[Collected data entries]
• • • •
PR #1941, opened 2022-09-13
Bugfix to re-initialize views in output after each write step

AaronDonahue:
This commit is a bugfix that was discovered when writing output for averaging type MIN over multiple output snaps.  We were not re-init the local views so the total minimum remained the same from snap to snap.

This commit has the output manager re-initialize local views in an output stream following each write of a timesnap.

### DIFF
--- a/components/scream/src/share/io/scorpio_output.cpp
+++ b/components/scream/src/share/io/scorpio_output.cpp
@@ -434,23 +434,33 @@ void AtmosphereOutput::register_views()
       m_dev_views_1d.emplace(name,view_1d_dev("",size));
       m_host_views_1d.emplace(name,Kokkos::create_mirror(m_dev_views_1d[name]));
 
-      // Init dev view with an "identity" for avg_type
-      switch (m_avg_type) {
-        case OutputAvgType::Instant:
-          // No averaging
-          break;
-        case OutputAvgType::Max:
-          Kokkos::deep_copy(m_dev_views_1d[name],-std::numeric_limits<Real>::infinity());
-          break;
-        case OutputAvgType::Min:
-          Kokkos::deep_copy(m_dev_views_1d[name],std::numeric_limits<Real>::infinity());
-          break;
-        case OutputAvgType::Average:
-          Kokkos::deep_copy(m_dev_views_1d[name],0);
-          break;
-        default:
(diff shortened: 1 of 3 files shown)


AaronDonahue:
B4B because we don't have any runs that use MIN and MAX output for the baselines.

components/scream/src/share/io/scorpio_output.cpp
```diff
@@ -434,23 +434,33 @@ void AtmosphereOutput::register_views()
...
-        case OutputAvgType::Average:
-          Kokkos::deep_copy(m_dev_views_1d[name],0);
-          break;
-        default:
-          EKAT_ERROR_MSG ("Unrecognized averaging type.\n");
-      }
+    }
+  }
+  // Initialize the local views
+  initialize_dev_views();
```
bartgol, line 440: May I suggest "reset" instead of "initialize". The latter sounds like something you do only once in the lifetime of the views, while this is (in fact, _has to be_) done after every write as well.

components/scream/src/share/io/scream_output_manager.cpp
```diff
@@ -287,12 +287,15 @@ void OutputManager::run(const util::TimeStamp& timestamp)
...
     ++filespecs.num_snapshots_in_file;
 
-    // Now that we've written output to this file we need reset the nsteps.
-    control.nsamples_since_last_write = 0;
-
-    // Since we wrote to file we need to reset the nsamples_since_last_write and the timestamp
+    // Since we wrote to file we need to reset the nsamples_since_last_write, the timestamp
     control.nsamples_since_last_write = 0;
     control.timestamp_of_last_write = timestamp;
+    // and the local views - unless it is a checkpoint step, then we keep local views.
```
bartgol, line 293: Seems like the comment sentence is broken up by the two lines of code. I would either put all comments together, or put some `...` at the end of the first and beginning of the latter, to show that it's the same comment.

bartgol (approved):
Looks good. I have a couple of style comments, feel free to ignore.

AaronDonahue:
@bartgol , thanks for the quick review.  I'm going to add automerge back as a label and if its ready you can approve and it will go right in.

bartgol (approved):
• • • •
Collect every line from the records above that contains the word "wrote".

-    // Since we wrote to file we need to reset the nsamples_since_last_write and the timestamp
+    // Since we wrote to file we need to reset the nsamples_since_last_write, the timestamp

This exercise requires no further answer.